I realized what a neat learning opportunity this is for my kids. The kids and I spoke near Sujud- the significant of the discussion, sajdah:

Southward J D-lowly, humble, submissive, worship, adore, prostrate, make obeisance, lower/bend oneself down towards the ground, lower the head, to salute/laurels/magnify, to pay respect, to stand up upward, to look continually and tranquilly.

A sajdah is our body hymning the submission of our souls. How metaphorically we do Sajadah when we obey Allah. We spoke of how i can exercise superficial prostration while disobeying God.

In our give-and-take on the MM listserv, we did veer off topic and talked well-nigh how pitiful information technology is that virtually parents volition not or can not get their kids to brand evenruku' to Allah, just will find time and put in the effort to put their kids in karate schools to make ruku' to an instructor. And the reality is most Muslim families are not even getting their kids to pray five times a 24-hour interval.

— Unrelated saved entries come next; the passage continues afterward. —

PR #87, opened 2023-03-09
run_examples script: Fix run_simple_flow example

nirarg:
This includes the following changes:
* Get the PROJECT_ID and adding it the the Workflow execution
* Change parametes: name to workFlowName & tasks to workFlowTasks
* Add workflow task arguments to restCallTask
* Fix RestAPIWorkFlowTask use the right key for WorkFlowTaskParameters

### DIFF
--- a/workflow-examples/run_examples.sh
+++ b/workflow-examples/run_examples.sh
@@ -372,4 +372,16 @@ run_escalation_flow() {
   echo "                                                "
 }
 
-run_escalation_flow
+if [ $# -eq 0 ] || [ $1 = "escalation" ]; then
+  echo_blue "##### Running escalation flow #####"
+  run_escalation_flow
+elif [ $1 = "complex" ]; then
+  echo_blue "##### Running complex flow #####"
+  run_complex_flow
+elif [ $1 = "simple" ]; then
+echo_blue "##### Running simple flow #####"
+  run_simple_flow
+else
+  echo_red "##### Unsupported argument #####"
+  echo "Options: escalation (default) , complex, simple"
+fi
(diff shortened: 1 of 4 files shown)


workflow-examples/run_examples.sh
```diff
@@ -263,4 +310,5 @@ run_complex_flow() {
   echo "network workflow execution id:" $(echo_green $EXECUTION_ID)
 }
 
-run_complex_flow
+run_simple_flow
+# run_complex_flow
```
masayag, line 314: perhaps make this configurable with 'simple' as default?
e.g. For running the simple flow:
```
workflow-examples/run_examples.sh simple
# or
workflow-examples/run_examples.sh
```
and for complex:
```
workflow-examples/run_examples.sh complex
```
that way there won't be a need to modify the file when using it

nirarg: Added argument to control the flow type
Default type is complex, to keep previous behavior

workflow-examples/run_examples.sh
```diff
@@ -263,4 +310,13 @@ run_complex_flow() {
   echo "network workflow execution id:" $(echo_green $EXECUTION_ID)
 }
 
-run_complex_flow
+if [ $# -eq 0 ] || [ $1 = "complex" ]; then
```
pkliczewski, line 313: Do you think it makes sense to add support to run both types sequentially?

eloycoto: please, do not over complicated when yesterday we agreed to moved this script to another things :-)

nirarg: I agree with @eloycoto, I prefer to keep it like this and open tickets for new requirements

pkliczewski:
/lgtm

Please wait with the merge. I would like to merge this [PR](https://github.com/redhat-developer/parodos/pull/93) first.

lshannon (approved):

I wanted to share this topic with our readers as many of u.s. face live in a multicultural environment where our actions/interactions may upset some other based on their cultural norms. Bowing to other than God is non a modern issue only its ramifications in a martial arts setting maybe new. I want to share how my family and friends accept handled this state of affairs and how shurah with people that y'all trust can assist guide yous through a complex situation that may initially seem black and white. My children learnt the important of sajdah, a seemingly physical act and information technology's profound metaphysical and spiritual meaning in a way that I could not accept explained to them if they didn't accept this experience. They also learnt how respect is expressed in other cultures.

My children go on to stand up upwards for their belief and refuse to bow down to anyone except to their Lord. They tested separately until the Grandmaster yielded.  Every bit a sign of respect, we took flowers for their instructor to prove them respect at their ceremonial testing (American style). Until we left California, when we entered and exited the dojo we did a quick nod of greeting and respect. We promise that their instructors are richer in learning that there are others whose views may differ from theirs, and that respect can be expressed in many cute ways. As I search for a new dojo for them in our new metropolis, I volition keep my MM brothers' communication in mind.

For my children just Allah is the Grandmaster, Alhamdulillah. May Allah always go on them firm in their iman.